ACTION ITEM:
Every line in the records below between the one holding "Additionally, obsolete change" and the one holding "enricocolasante, line 146: We", inclusive, is to be set down exactly; all other lines are to be left out.
*** Opening of DATA TO PROCESS ***
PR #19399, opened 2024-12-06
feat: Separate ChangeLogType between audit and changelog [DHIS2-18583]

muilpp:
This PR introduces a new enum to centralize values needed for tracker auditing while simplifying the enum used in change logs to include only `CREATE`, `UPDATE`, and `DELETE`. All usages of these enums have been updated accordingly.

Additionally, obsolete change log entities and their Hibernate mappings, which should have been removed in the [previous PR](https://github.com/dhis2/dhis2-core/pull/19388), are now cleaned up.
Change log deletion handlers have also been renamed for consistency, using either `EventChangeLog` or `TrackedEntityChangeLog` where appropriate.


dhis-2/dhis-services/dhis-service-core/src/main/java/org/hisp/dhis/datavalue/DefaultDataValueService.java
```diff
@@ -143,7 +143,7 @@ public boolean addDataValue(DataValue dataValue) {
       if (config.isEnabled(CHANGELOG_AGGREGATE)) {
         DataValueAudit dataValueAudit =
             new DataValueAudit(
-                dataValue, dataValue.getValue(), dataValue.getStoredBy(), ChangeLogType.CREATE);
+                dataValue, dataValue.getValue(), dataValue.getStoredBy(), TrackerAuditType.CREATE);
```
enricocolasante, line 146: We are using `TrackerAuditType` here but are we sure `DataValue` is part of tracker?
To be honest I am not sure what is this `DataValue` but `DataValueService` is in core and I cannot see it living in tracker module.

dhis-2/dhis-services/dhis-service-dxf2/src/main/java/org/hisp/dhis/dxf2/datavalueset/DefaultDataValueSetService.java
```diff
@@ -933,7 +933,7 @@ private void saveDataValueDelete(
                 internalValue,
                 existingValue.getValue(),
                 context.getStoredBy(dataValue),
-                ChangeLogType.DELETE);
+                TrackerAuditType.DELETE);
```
*** Close of DATA TO PROCESS ***
WRITTEN REPLY:
Additionally, obsolete change log entities and their Hibernate mappings, which should have been removed in the [previous PR](https://github.com/dhis2/dhis2-core/pull/19388), are now cleaned up.
Change log deletion handlers have also been renamed for consistency, using either `EventChangeLog` or `TrackedEntityChangeLog` where appropriate.


dhis-2/dhis-services/dhis-service-core/src/main/java/org/hisp/dhis/datavalue/DefaultDataValueService.java
```diff
@@ -143,7 +143,7 @@ public boolean addDataValue(DataValue dataValue) {
       if (config.isEnabled(CHANGELOG_AGGREGATE)) {
         DataValueAudit dataValueAudit =
             new DataValueAudit(
-                dataValue, dataValue.getValue(), dataValue.getStoredBy(), ChangeLogType.CREATE);
+                dataValue, dataValue.getValue(), dataValue.getStoredBy(), TrackerAuditType.CREATE);
```
enricocolasante, line 146: We are using `TrackerAuditType` here but are we sure `DataValue` is part of tracker?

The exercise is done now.